I asked Opto early on whether using the extra Ethernet port was faster and was told essentially no. I suspect this is due to the fact that there is only one CPU and therefore the two Ethernet stacks only get one slice each. Also, most do not appreciate how fast 100 MB is. Since the IO is transmitted via UDP, the time required to send a little packet is in the lower u-seconds and the time for each bit is 1.25 nano seconds. Using both ports for the purpose of speed is not necessary unless there is a lot of traffic on the network you are using. Make sure the network is clean first.

The issue of whether or not to create a separate chart for IO is dependent on your strategy. My personal opinion is that if that chart is running fast enough, it may not matter, otherwise it can affect timing. Also, it is one chart running all the time at high slice rates using up more CPU time than including that chart in your main chart. Chart switching takes time, I use one chart if possible with the IO Read at the top of the loop and the write at the bottom. This is the most efficient means and guarantees the sequential operation therefore making it much easier to troubleshoot. Remember, this is a single CPU, therefore everything happens in a single thread in terms of CPU time.
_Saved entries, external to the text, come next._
PR #5555, opened 2025-12-18
[Excel] (Custom functions) Update custom enum schema

alison-mk:
The custom enum schema was updated to divide one property (`value`) into two properties (`numberValue` and `stringValue`). This schema change is backwards compatible -- functions using the old schema will still work as expected when it was developed.

### DIFF
--- a/docs/excel/custom-functions-json.md
+++ b/docs/excel/custom-functions-json.md
@@ -189,8 +189,8 @@ The `enums` property is an array of [enum](https://www.typescriptlang.org/docs/h
 | :------------ | :-------- | :------- | :------------------------------------------------------------------------------------------------------------------------------------------------------------------------------- |
 | `name` | string | Yes | A brief description of the constant. |
 | `tooltip` | string | No | Additional information about the constant that can be shown as a tooltip in user interfaces. |
-| `numberValue` | number | Yes | The number value of the constant. If the enum `type` is `number`, then this field is required. |
-| `stringValue` | string | Yes | The string value of the constant. If the enum `type` is `string`, then this field is required. |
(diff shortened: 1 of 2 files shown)


docs/excel/custom-functions-json.md
```diff
@@ -187,9 +187,10 @@ The `enums` property is an array of [enum](https://www.typescriptlang.org/docs/h
 
 | Property      | Data type | Required | Description                                                                                                                                                                      |
 | :------------ | :-------- | :------- | :------------------------------------------------------------------------------------------------------------------------------------------------------------------------------- |
-| `name` | string    | Yes       | A brief description of the constant. |
-| `tooltip` | string    | No       | Additional information about the constant that can be shown as a tooltip in user interfaces. |
-| `value` | string    | Yes      | The value of the constant. |
+| `name` | string | Yes | A brief description of the constant. |
+| `tooltip` | string | No | Additional information about the constant that can be shown as a tooltip in user interfaces. |
+| `numberValue` | number | Conditional | The number value of the constant. If the enum `type` is `number`, then this field is required. |
+| `stringValue` | string | Conditional | The string value of the constant. If the enum `type` is `string`, then this field is required. |
```
AlexJerabek, line 193: What happens if the enum `type` is neither number nor string? Is that possible?

AlexJerabek (approved):
Approving with an open question

docs/excel/custom-functions-json.md
alison-mk: Good question! I will find out and clarify this in another PR. For now, I'll merge this PR.

PR #5584, opened 2026-01-22
[excel] (Custom Functions) Remove over-communication of version support

AlexJerabek:


docs/excel/custom-functions-authentication.md
```diff
@@ -9,8 +9,6 @@ ms.localizationpriority: medium
 
 In some scenarios, a custom function that doesn't use a [shared runtime](../testing/runtimes.md#shared-runtime) will need to authenticate the user in order to access protected resources. Custom functions that don't use a shared runtime run in a [JavaScript-only runtime](../testing/runtimes.md#javascript-only-runtime). Because of this, if the add-in has a task pane, you'll need to pass data back and forth between the JavaScript-only runtime and the HTML-supporting runtime used by the task pane. You do this by using the [OfficeRuntime.storage](/javascript/api/office-runtime/officeruntime.storage) object and a special Dialog API.
 
-[!include[Excel custom functions note](../includes/excel-custom-functions-note.md)]
```
alison-mk, line 12: This include file contains two notes. Do you think we should remove the unified manifest note, too? 

image

AlexJerabek: My thought was that the manifest information makes sense in the overview and troubleshooting articles but is overkill in every article. It also might make sense in [this requirement set article](https://learn.microsoft.com/en-us/javascript/api/requirement-sets/excel/custom-functions-requirement-sets).

alison-mk: Thanks for explaining! I see now how you approached it.

PR #5595, opened 2026-02-06
[All Hosts] (troubleshooting) Errors in 'ADD-IN INFORMATION' box.

Rick-Kirkham:
Fulfills a customer request.


docs/images/add-in-information-box.png
alison-mk, line 1: The text in this image is blurry, even when zooming in, and would be difficult to read for low vision users. To meet WCAG accessibility guidelines, a user should be able to zoom up to 200% to enlarge text. With a screenshot of text, this means the image should be high enough resolution to allow larger and clearer text with zooming in. Basically, the resolution of this image is too low. 

I realize this screenshot might be hard to acquire because the scenario is so niche, so I did a little tweaking and sent you a version with higher resolution offline.

alison-mk: Here's a higher resolution image that allows zooming to enlarge the text: image

PR #592, opened 2024-06-22
feat(api): add projects patch and delete methods

inimaz:


prmths128 (approved):

SaboniAmine:
Thanks Inigo! I'm a bit afraid that we ship delete routes without authentication, can we make sure it doesn't happen ?

SaboniAmine (approved):

inimaz:
>Thanks Inigo! I'm a bit afraid that we ship delete routes without authentication, can we make sure it doesn't happen ?
Sure! We should not deploy unless the authentication is in place

PR #595, opened 2024-06-26
feat(api): patch organizations

inimaz:
Continuing on the objectives of the API. This will allow the users to patch their organizations.

### DIFF
--- a/carbonserver/carbonserver/api/infra/repositories/repository_organizations.py
+++ b/carbonserver/carbonserver/api/infra/repositories/repository_organizations.py
@@ -148,6 +148,25 @@ class SqlAlchemyRepository(Organizations):
             )
             return res
 
+    def patch_organization(self, organization_id, organization) -> Organization:
+        with self.session_factory() as session:
+            db_organization = (
+                session.query(SqlModelOrganization)
+                .filter(SqlModelOrganization.id == organization_id)
+                .first()
+            )
+            if db_organization is None:
+                raise HTTPException(
+                    status_code=404, detail=f"Organization {organization_id} not found"
+                )
+
+            for attr, value in organization.dict().items():
+                if value is not None:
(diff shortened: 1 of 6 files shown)


carbonserver/carbonserver/api/infra/repositories/repository_organizations.py
```diff
@@ -148,6 +148,25 @@ def get_organization_detailed_sums(
...
+            )
+            if db_organization is None:
+                raise HTTPException(
+                    status_code=404, detail=f"Organization {organization_id} not found"
+                )
+
+            for attr, value in organization.dict().items():
+                if value is not None:
+                    setattr(db_organization, attr, value)
+            session.commit()
```
prmths128, line 166: don't you need 
 `session.add(db_organization)`
  before ?

inimaz: Good question! I went to check further. Apparently there is no need, when we do `session.query(...)` it adds the object to the persistent state and keeps track of any changes done to it, so if we do `session.add(object)` it will do nothing because it is already in the session. 
From the [sqlalchemy docs](https://docs.sqlalchemy.org/en/20/orm/session_state_management.html)
> Persistent - An instance which is present in the session and has a record in the database. You get persistent instances by either flushing so that the pending instances become persistent, or by **querying the database for existing instances** (or moving persistent instances from other sessions into your local session).

An article that helped: https://albertbyrone.medium.com/sqlalchemy-orm-state-management-827ac4c097dd.
Btw I did the same with `projects` and it works when I test a `patch` in local.

prmths128: alright !

prmths128 (approved):

PR #599, opened 2024-06-30
fix: :hammer: update Dockerfile and Docker -compose for local dev

LuisBlanche:
Some requirements were missing from the `Dockerfile` after migrating to hatch 

- Also added more logs on the entrypoint for debugging 
- Also added depends on pstgres for carbonserver to wait before starting

### DIFF
--- a/carbonserver/docker/Dockerfile
+++ b/carbonserver/docker/Dockerfile
@@ -1,31 +1,29 @@
-# Dockerfile
-
-# Use Ubuntu to install 3 versions of Python for testing
-# For production, you could use python:3.8-slim
 FROM ubuntu:22.04
 
-# set work directory
 WORKDIR /carbonserver
 
-# set env variables
 ENV PYTHONDONTWRITEBYTECODE 1
 ENV PYTHONUNBUFFERED 1
-# Prevent apt to ask for region
 ENV DEBIAN_FRONTEND noninteractive
 
-# install dependencies
 RUN apt-get update && apt-get upgrade -y && \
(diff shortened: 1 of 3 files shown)


inimaz:
Looks good to me! To test it:
```docker compose up--build -d```

Go to `localhost:8008/docs` to see the FastApi page

File: docker-compose.yml [hunk 1]
```diff
@@ -28,7 +28,7 @@ services:
     networks:
       - codecarbon_net
 
-  postgres:
+  postgres:
```
benoit-cty, line 31:
```suggestion
  postgres:
```

carbonserver/docker/Dockerfile
```diff
@@ -1,31 +1,29 @@
...
-# For production, you could use python:3.8-slim
 FROM ubuntu:22.04
 
-# set work directory
 WORKDIR /carbonserver
 
-# set env variables
 ENV PYTHONDONTWRITEBYTECODE 1
 ENV PYTHONUNBUFFERED 1
-# Prevent apt to ask for region
```
benoit-cty, line 13: I would have kept the comment.

carbonserver/docker/Dockerfile
```diff
@@ -1,31 +1,29 @@
-# Dockerfile
-
-# Use Ubuntu to install 3 versions of Python for testing
```
benoit-cty, line 3: I would have kept the comment.

benoit-cty (approved):
Thanks for the fix.

I just have some no-blocking comments.

PR #601, opened 2024-07-05
fix(api): python version to 3.11 + fix last alembic upgrade

inimaz:
Fix the alembic downgrades/upgrades to be able to work with the new schema.

# How to test this
1. Add the db url to your env variables
`export DATABASE_URL=YOUR_DB_URL`

1. Downgrade the db to start from scratch
`hatch run api:downgrade-db`
1. Upgrade to the latest status
`hatch run api:setup-db`

(This has been used to deploy to `dev`)


prmths128 (approved):
lgtm

PR #604, opened 2024-07-06
Feat/organization access control

prmths128:
This will add access control to the organizations list
The backward compatibility is maintained for now, in order to keep the PR small and avoid a big overhaul.
With this:
If the user is authenticated, only the users organizations will be listed.

Next steps:
- reject unauthenticated users
- extend the access control to projects, ...
- add tests to the e2e local server (since we can't mock the user there we'll need a API Token auth strategy first)

### DIFF
--- a/carbonserver/carbonserver/api/routers/organizations.py
+++ b/carbonserver/carbonserver/api/routers/organizations.py
@@ -8,6 +8,7 @@ from fastapi import APIRouter, Depends
 from starlette import status
 
 from carbonserver.api.dependencies import get_token_header
+from carbonserver.api.routers.authenticate import UserWithAuthDependency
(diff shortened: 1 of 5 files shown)


carbonserver/carbonserver/api/routers/organizations.py
```diff
@@ -19,6 +19,8 @@
     OrganizationSumsUsecase,
 )
 
+from .authenticate import UserWithAuthDependency
```
SaboniAmine, line 22: lets try to avoid relative imports

SaboniAmine (approved):

inimaz (approved):
Looks good @prmths128 !

PR #609, opened 2024-07-11
feat(api) allow creating user with id and no password

prmths128:
Used to create user from authentication server's data

One more element to the registration workflow.


inimaz (changes requested):
We can remove altogether the password even from the model, since it will be handled by fief I guess. Or is there a use case to keep saving the `hashed_password`?

prmths128:
Removing it means that having a compatible auth server will be the **only** way to create an account and log in.
That adds a pretty big external dependency on the app.

inimaz (approved):
LGTM!

PR #614, opened 2024-07-19
fix(api): user signup flow

inimaz:
* Remove endpoint `POST /users` in favor of `POST /users/signup`
* Add default organitation to user's organitations list

### DIFF
--- a/carbonserver/carbonserver/api/services/signup_service.py
+++ b/carbonserver/carbonserver/api/services/signup_service.py
@@ -1,12 +1,18 @@
+import logging
 from uuid import UUID
 
 from carbonserver.api.infra.repositories.repository_organizations import (
     SqlAlchemyRepository as OrganizationRepository,
 )
+from carbonserver.api.infra.repositories.repository_projects import (
+    SqlAlchemyRepository as ProjectRepository,
+)
 from carbonserver.api.infra.repositories.repository_users import (
     SqlAlchemyRepository as UserRepository,
 )
-from carbonserver.api.schemas import User, UserCreate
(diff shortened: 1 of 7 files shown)


carbonserver/carbonserver/api/services/signup_service.py
```diff
@@ -38,5 +44,31 @@ def subscribe_user_to_org(
             organization_id, organization_api_key
         )
         if key_is_valid:
-            self._user_repository.subscribe_user_to_org(user, organization_id)
+            user = self._user_repository.subscribe_user_to_org(user, organization_id)
         return user
+
+    def new_user_steps(self, user: User) -> User:
```
SaboniAmine, line 50: can this method be renamed into something more explicit ?
I have trouble naming this method, but here are some suggestions : 
- initialize_org_and_default_project
- register_user_with_default_project

SaboniAmine (approved):
the service / usecase architecture is to be reworked, however this is out of this PR's scope
besides naming it's good for me, thanks!

carbonserver/carbonserver/api/services/signup_service.py
prmths128: `new_user_setup` ?

prmths128 (approved):

carbonserver/carbonserver/api/services/signup_service.py
inimaz: I am more in favor of `new_user_setup`, because we don't know what other steps we might have to do in the future to a new user. What do you think @SaboniAmine ?

SaboniAmine: Yes, lgtm !

PR #622, opened 2024-07-26
Clean users management & add filters on routers

SaboniAmine:
This PR proposes a way to prevent users from accessing data not in their organization.

Current implementation implies that org id should be sent in the request, which prevents a logical check in db. We might want to enforce that, in a standard function applied at router level (and works with project token implementation).
How could we do that ?


inimaz:
Nice cleanup, thanks a lot @SaboniAmine!

About the `organization_id`:
* I think the organization id should not be provided in the request but calculated by the server, even if it costs us one more db call. To let the user send it in the request looks risky. Imagine this scenario
    * User1: Org org_id1 has projects= [project_id1] that has experiments = []
    * User2: Org org_id2 has projects= [project_id2] that has experiments = []

If we let the user send the organization id, then we would be allowing for instance User1 to send in the request `organization_id=org_id1 ` and add experiment to project `project_id2`. 

2 proposals that come to mind now: 

1. for each `project_token_id`, `experiment_id`, `run_id`, `emission_id`... we do a getter, that connects to the db, does the needed joins and retrieves the `organization_id` related to it. And then the logic that you have added to check if it is the right org. **Pros**: less code and we do not affect services/repositories. **Cons**: 1 more db call.
2. We pass the auth_user to each service and verify that it is the right org by doing joins and a filter `organization.id in auth_user.db_user.organizations` in each SQL call. **Pros**: We don't add a db call. **Cons**: a lot more code to add + many joins that might not be needed otherwise + what if we forget to do this in a future new sql model/service

What do you think?

prmths128:
I agree with Inigo and don't think adding organization_id to all calls is the way to go.
This should be managed by a permission service since we retrieve that from the DB.
I'm not 100% clear on the 2 options described but the 1st option seems  better and simpler. And easier to cache.

SaboniAmine:
Indeed, this is not really adapted! 
I would then prefer go with Inigo's first proposition, and extend it to a generic middleware, which could read either a jwt token, a cookie or a project token and return an approbation or not. Here is an example of a middleware, which reimplements OAuth2 (not our target) : https://github.com/code-specialist/fastapi-auth-middleware/blob/main/fastapi_auth_middleware/oauth2_middleware.py or another one with Keycloak : https://github.com/waza-ari/fastapi-keycloak-middleware/blob/main/fastapi_keycloak_middleware/middleware.py
We could try to fit in this middleware the main methods we could use : 
- Token / cookie / project token reading & interpretation. Currently @prmths128 's PR proposes a versatile reader, we could extend it to the project token & have only a single interceptor at the router level (which could be injected at server startup, as a middleware, and then be deactivated for testing or other purposes)
- Scope interpretation. Some filtering data could be exported / synced with fief, such as the organisation list maybe ? We wouldn't need a db call as it should be present in the jwt then.
I'll try to propose something.

prmths128:
Using fief *could* be a way. But that should be tested a bit before.
The simple and foolproof  way would be to check in DB.

We could also add the permission  id in the token.
If we forge the project token ourselves, we can use a JWT with the project id in the token and use that as a permission.
We wouldn't need to check the user/organization in DB anymore. And we would't need to add anything to fief.


As for using a common middleware for all auth. Maybe ? The project token is a bit different from the other permission checks. Should we keep that separate or not ?

PR #624, opened 2024-07-26
Feat: check project token

inimaz:
For each endpoint, it will read from the Headers the property `x-project-token`, retrieve the token from the db and check that is valid and has correct access (READ/WRITE...).

⚠️ I have not deployed it in local yet, nor tested it with a real db.
This is just to show how it looks until now.

We should merge this only **after** https://github.com/mlco2/codecarbon/pull/622 is merged.

- [] Once this flow works we should integrate it with the access_token check and do one or the other. Maybe if `x-project-token` is present, we do the project-token auth check flow?

### DIFF
--- a/README.md
+++ b/README.md
@@ -155,7 +155,7 @@ Here is a sample for BibTeX:
                   Marc Alencon and
                   Michał Stęchły and
                   Christian Bauer and
-                  Lucas-Otavio and
+                  Lucas Otávio N. de Araújo and
                   JPW and
                   MinervaBooks},
   title        = {mlco2/codecarbon: v2.4.1},
--- a/carbonserver/carbonserver/api/domain/project_tokens.py
+++ b/carbonserver/carbonserver/api/domain/project_tokens.py
@@ -1,0 +1,17 @@
+import abc
+
+from carbonserver.api import schemas
+
+
+class ProjectTokens(abc.ABC):
+    @abc.abstractmethod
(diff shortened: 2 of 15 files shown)


prmths128:
It should check the project_token OR the web app auth.
Otherwise the user won't be able to access that from the webapp or API.
Unless I missed something

inimaz:
100% agree. I am waiting for the other PR to be merged to implement that OR.

carbonserver/carbonserver/api/routers/emissions.py
```diff
@@ -45,7 +46,16 @@ def add_emission(
     emission_service: EmissionService = Depends(
         Provide[ServerContainer.emission_service]
     ),
+    project_token_service: ProjectTokenService = Depends(
+        Provide[ServerContainer.project_token_service]
+    ),
+    x_project_token: str = Header(None),  # Capture the x-project-token from the headers
```
prmths128, line 52: `x_api_token` instead ?
it's a pretty standard header, we can use that instead of cooking our own variant 
the token's scope might be limited, it's still an api token

prmths128 (approved):

carbonserver/carbonserver/api/routers/emissions.py
inimaz: Done, see [ba08bd4](https://github.com/mlco2/codecarbon/pull/624/commits/ba08bd46a5d0d5c7f2e67e50a8a5a8c10213bbc3)

PR #626, opened 2024-08-01
fix: added the TDP of CPU Intel Core i7-1360P

loekadam:
Added the TDP of the CPU Intel Core i7-1360P to cpu_power.csv
Source: https://www.intel.com/content/www/us/en/products/sku/232155/intel-core-i71360p-processor-18m-cache-up-to-5-00-ghz/specifications.html


benoit-cty (approved):

benoit-cty:
Thanks for your contribution !

PR #589, opened 2024-06-21
Update emissions_tracker.py to fix issue #549

LeahChercham:
Update emissions_tracker.py to fix issue https://github.com/mlco2/codecarbon/issues/549 Divide by zero in start_task() by replacing time.time() by time.perf_counter()

Replaced all time.time() by time.perf_counter() in file emissions_tracker.py.

perf_counter gets the current time with higher precision.

(I had to recreate this pull request as I deleted my repo by mistake: https://github.com/mlco2/codecarbon/pull/570)

PR #628, opened 2024-08-04
release 2.5.1

inimaz:
Create a new release containing the fix of https://github.com/mlco2/codecarbon/pull/589 (that uses `time.perf_counter` instead of `time.time` to avoid divide by zero errors)


benoit-cty (approved):
Thanks !

PR #829, opened 2024-01-09
Propose blocks extended data

zardoy:
I was trying to extract all interaction shapes I needed with a quick parse script on js and also decided to do the same for other blocks data from 1.20.2 code. I'll try to rewrite setup with burger for reliability & automatization for all versions, but the data will include:
- name
- noOcclusion=true on some blocks (essentials for p viewer)
- lightLevel (actually can already be extracted with burger) (essentials for p viewer)
- isAir=true
- isLiquid=true
- isReplacable=true (essential for flying squid)
- color - RGB color of block (I want it most, to be honestly)
- instrument for noteblock

These additional data may be large, should they be merged with blocks.json? Is this is good direction overall?

PR #832, opened 2024-01-10
Propose interaction shapes data

zardoy:
similar to https://github.com/PrismarineJS/minecraft-data/pull/829 want to propose having interaction shapes which is essential for p web client and bot.cursorAtBlock to work correctly. As far as I remember its currently not possible to detect/break blocks like redstone wires with mineflayer.
I extracted interaction shapes of all interested blocks (with a few per-class manual fixes). It was much harder to extract using text manipulation since all blocks set these shapes differently and some like redstone calculate them at class initialization, I'm pretty sure it would be much easier to extract using them using other extractors, but I can't investigate it, sorry.

### DIFF
--- a/README.md
+++ b/README.md
@@ -55,6 +55,7 @@ Data provided:
 | Foods | list of foods each with there id, saturation, foodpoints and more |
 | Commands | a tree structure for vanilla minecraft server commands, and some info needed to implement sub-parsers.
 | Legacy | mappings between legacy (1.12) and post-flattening (1.13+) blocks and items ids
+| More interaction shapes | Extended shapes in addition to the collision shapes, for example the torch or redstone cursor shapes.
 | Skin data | (bedrock edition) Skin geometry and texture data for steve skin
 | Features | This can be used to check is a specific feature is available in the current Minecraft version. This is usually only required for handling version-specific functionality.
 
--- a/data/pc/common/moreInteractionShapes.json
+++ b/data/pc/common/moreInteractionShapes.json
@@ -1,0 +1,6593 @@
+{
+    "moving_piston": [],
+    "water": [],
+    "lava": [],
+    "bubble_column": [],
+    "air": [],
+    "void_air": [],
+    "cave_air": [],
+    "mangrove_propagule": {
+        "hanging=true": [
+            7,
+            0,
+            7,
+            9,
+            16,
+            9
+        ],
+        "age=0": [
+            7,
+            13,
+            7,
+            9,
+            16,
+            9
+        ],
+        "age=1": [
+            7,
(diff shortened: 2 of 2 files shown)


zardoy:
About the format. Item can be either:

- single shape (0-16 values)
- object with states e.g. with keys like `north=side|up,...`. use "" state if nothing matches
- object with `"combine"` key e.g. redstone_wire or fire uses it to combine a few shapes

[parser](https://github.com/zardoy/prismarine-block/blob/00cd810ca6853024b2e73ff0d405d1b1e397defc/index.js#L196-L221)

The only known block that needs special shape calculation at runtime is `light` block.

rom1504:
1. this should be per version ; this is not data that is cross version
2. what is missing from https://github.com/PrismarineJS/minecraft-data/blob/48589a6ad3276556a7ea38f219e079c4a7c9017e/data/pc/1.20/blockCollisionShapes.json and can the format be similar ?

zardoy:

I do advocate the use of block reads and direct writes. This simplifies the code since the number of output writes are much less than the need to read inputs. You can also read the status of the outputs with every read cycle therefore no hit on CPU time and you can check the last status of the output internally. Unless the strategy is large and requires speed, this is a good method.

Using an Int32 for status flags is very efficient and does provide the means of checking status on all 32 IO at one time, however, I find that I do that very seldom, therefore I find using like named variables (reflecting the IO) much easier to use and an Int32 will only hold one 32 point module therefore complicating the issue. If you are not using the Excel method of creating rack table to variable script (and back), then you should check it out. This makes creating a perfect set script commands to load/unload the R/W of the rack, once you have completed the spreadsheet you can paste all 1000 IO vars scripts into a block and get a compile with no spelling errors.

One last thing, if you have done your homework and cannot get enough speed, you can use SoftPac which I suspect runs at greater then 10 times the speed of the S1. At this point the bottle neck becomes the EB1/EB2 and the speed of the I/O modules.